Assignment :: Scan the listing below for the word "review" and state how many lines hold it. Write nothing but the number.

Information provided ::
· · · · · · ·

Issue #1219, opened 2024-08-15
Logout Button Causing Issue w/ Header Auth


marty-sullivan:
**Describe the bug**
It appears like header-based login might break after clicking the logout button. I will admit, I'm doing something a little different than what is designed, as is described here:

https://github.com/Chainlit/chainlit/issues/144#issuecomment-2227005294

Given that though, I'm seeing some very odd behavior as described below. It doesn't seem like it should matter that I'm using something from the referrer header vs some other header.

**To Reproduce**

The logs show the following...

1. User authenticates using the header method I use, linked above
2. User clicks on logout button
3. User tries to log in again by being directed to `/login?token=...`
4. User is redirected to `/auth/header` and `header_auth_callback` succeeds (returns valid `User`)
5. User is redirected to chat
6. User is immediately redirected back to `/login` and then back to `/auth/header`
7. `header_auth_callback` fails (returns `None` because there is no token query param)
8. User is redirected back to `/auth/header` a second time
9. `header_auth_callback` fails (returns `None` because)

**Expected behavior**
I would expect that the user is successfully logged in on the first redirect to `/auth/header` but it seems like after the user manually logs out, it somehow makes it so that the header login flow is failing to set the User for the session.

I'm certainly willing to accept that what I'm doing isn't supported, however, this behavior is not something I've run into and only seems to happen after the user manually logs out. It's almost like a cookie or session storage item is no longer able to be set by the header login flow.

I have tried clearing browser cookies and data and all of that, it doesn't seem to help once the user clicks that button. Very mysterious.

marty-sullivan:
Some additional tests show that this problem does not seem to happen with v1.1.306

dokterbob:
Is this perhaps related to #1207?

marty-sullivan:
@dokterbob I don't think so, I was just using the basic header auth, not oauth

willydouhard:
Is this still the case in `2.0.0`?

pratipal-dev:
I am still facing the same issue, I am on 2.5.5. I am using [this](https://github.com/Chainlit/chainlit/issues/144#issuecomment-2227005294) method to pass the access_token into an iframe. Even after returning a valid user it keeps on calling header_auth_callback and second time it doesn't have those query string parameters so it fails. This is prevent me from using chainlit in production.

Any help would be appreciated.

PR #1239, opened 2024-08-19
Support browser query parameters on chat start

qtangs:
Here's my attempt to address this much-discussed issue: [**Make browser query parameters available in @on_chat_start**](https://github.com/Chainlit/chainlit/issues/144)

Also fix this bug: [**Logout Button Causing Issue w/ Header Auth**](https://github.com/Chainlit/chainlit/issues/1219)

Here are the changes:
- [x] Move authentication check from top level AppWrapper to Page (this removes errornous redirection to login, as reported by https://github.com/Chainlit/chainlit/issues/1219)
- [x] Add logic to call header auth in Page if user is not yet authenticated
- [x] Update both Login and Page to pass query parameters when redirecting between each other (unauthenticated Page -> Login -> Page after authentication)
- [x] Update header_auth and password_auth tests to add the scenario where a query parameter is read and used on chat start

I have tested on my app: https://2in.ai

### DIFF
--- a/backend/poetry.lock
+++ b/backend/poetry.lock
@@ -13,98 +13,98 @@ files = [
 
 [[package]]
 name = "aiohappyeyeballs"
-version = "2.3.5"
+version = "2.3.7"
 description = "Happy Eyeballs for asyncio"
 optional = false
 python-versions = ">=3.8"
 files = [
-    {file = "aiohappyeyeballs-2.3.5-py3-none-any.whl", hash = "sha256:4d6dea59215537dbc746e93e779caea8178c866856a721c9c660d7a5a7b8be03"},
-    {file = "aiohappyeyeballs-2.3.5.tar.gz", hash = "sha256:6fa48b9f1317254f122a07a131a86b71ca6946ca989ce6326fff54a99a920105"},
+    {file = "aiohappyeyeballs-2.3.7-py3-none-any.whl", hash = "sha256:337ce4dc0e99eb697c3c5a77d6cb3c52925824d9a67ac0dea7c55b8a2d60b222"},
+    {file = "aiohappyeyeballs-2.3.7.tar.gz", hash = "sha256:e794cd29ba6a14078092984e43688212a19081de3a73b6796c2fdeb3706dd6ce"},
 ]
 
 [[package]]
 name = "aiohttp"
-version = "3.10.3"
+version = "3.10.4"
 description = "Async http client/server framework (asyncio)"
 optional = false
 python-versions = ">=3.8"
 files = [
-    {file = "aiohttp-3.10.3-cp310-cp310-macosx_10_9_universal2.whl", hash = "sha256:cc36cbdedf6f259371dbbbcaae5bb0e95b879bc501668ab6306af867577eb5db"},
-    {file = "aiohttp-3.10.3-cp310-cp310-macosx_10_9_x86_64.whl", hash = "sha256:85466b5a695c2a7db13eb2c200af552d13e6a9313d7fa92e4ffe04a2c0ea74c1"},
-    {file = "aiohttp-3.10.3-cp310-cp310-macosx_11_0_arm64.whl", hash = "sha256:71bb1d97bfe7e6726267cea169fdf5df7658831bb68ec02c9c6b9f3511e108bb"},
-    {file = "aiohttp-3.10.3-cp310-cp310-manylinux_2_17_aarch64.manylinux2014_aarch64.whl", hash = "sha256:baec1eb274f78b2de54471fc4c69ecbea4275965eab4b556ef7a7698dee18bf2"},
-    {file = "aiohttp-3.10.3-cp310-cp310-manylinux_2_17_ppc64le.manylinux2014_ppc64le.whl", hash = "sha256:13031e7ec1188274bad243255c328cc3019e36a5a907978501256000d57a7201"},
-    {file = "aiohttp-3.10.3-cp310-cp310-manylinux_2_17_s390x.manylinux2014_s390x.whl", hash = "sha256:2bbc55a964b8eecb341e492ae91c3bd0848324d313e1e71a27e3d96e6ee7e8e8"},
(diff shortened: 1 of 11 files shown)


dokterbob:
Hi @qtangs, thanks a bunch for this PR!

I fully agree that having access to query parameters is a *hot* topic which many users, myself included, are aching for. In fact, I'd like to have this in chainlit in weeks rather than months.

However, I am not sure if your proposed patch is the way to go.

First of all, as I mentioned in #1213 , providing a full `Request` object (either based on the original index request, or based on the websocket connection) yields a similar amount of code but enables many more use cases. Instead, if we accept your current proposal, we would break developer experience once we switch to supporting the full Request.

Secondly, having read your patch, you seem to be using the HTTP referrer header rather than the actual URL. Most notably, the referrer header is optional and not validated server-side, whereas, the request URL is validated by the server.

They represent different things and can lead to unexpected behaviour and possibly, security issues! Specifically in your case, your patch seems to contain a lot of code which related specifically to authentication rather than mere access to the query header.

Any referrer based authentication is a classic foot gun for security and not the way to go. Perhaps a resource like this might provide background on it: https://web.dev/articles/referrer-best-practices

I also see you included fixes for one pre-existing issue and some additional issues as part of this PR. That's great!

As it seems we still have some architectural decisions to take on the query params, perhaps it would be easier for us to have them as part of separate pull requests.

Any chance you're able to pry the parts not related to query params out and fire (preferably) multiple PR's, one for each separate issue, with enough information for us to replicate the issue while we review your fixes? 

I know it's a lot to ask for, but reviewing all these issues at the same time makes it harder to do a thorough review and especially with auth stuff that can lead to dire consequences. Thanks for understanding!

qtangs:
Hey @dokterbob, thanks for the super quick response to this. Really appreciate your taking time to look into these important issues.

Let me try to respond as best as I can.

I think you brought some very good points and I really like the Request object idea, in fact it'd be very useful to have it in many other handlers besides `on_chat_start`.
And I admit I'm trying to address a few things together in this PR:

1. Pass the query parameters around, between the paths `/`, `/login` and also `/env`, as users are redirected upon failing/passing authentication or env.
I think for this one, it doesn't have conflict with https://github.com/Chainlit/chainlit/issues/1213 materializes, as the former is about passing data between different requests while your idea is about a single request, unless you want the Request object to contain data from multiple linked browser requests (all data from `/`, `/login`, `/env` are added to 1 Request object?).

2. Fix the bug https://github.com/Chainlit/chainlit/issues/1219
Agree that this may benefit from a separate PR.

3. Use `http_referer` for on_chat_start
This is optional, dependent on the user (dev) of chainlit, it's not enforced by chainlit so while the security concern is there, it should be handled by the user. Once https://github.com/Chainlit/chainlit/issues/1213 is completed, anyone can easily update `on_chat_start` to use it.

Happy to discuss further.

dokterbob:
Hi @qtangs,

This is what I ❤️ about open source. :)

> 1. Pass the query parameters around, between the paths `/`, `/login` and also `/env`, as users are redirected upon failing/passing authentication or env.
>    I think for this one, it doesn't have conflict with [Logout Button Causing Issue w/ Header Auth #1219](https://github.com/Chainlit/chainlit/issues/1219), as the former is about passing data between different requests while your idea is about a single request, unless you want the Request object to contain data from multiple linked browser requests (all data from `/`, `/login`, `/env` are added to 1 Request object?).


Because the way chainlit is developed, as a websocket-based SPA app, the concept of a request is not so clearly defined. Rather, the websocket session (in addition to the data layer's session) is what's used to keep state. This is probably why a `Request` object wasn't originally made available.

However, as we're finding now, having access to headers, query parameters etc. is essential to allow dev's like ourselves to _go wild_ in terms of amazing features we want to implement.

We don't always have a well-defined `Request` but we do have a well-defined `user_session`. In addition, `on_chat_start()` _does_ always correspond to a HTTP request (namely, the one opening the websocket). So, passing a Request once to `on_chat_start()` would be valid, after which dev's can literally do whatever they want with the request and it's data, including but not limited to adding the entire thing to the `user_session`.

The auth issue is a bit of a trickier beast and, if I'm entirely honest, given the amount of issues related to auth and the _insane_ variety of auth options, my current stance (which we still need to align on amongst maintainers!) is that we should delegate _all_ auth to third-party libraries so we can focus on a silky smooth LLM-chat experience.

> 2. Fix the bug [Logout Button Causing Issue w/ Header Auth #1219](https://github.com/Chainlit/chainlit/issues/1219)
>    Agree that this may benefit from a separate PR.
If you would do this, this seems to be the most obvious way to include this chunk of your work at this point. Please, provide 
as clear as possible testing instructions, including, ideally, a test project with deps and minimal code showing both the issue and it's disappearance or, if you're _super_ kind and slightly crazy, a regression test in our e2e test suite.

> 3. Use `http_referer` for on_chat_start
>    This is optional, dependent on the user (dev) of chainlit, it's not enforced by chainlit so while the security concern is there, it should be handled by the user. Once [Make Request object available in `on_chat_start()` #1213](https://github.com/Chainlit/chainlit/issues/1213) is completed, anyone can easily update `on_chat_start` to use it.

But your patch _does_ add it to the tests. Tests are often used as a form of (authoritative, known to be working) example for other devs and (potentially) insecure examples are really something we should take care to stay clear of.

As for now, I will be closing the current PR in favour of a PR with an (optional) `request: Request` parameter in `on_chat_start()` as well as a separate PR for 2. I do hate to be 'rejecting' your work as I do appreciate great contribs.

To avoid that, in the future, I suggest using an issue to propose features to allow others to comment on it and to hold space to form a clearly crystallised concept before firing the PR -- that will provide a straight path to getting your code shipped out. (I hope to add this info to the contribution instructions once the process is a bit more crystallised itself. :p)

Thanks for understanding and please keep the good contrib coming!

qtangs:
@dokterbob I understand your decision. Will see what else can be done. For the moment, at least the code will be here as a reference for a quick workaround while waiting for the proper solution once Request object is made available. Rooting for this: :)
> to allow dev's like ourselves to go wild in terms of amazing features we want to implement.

· · · · · · ·

Solved exercise :: 2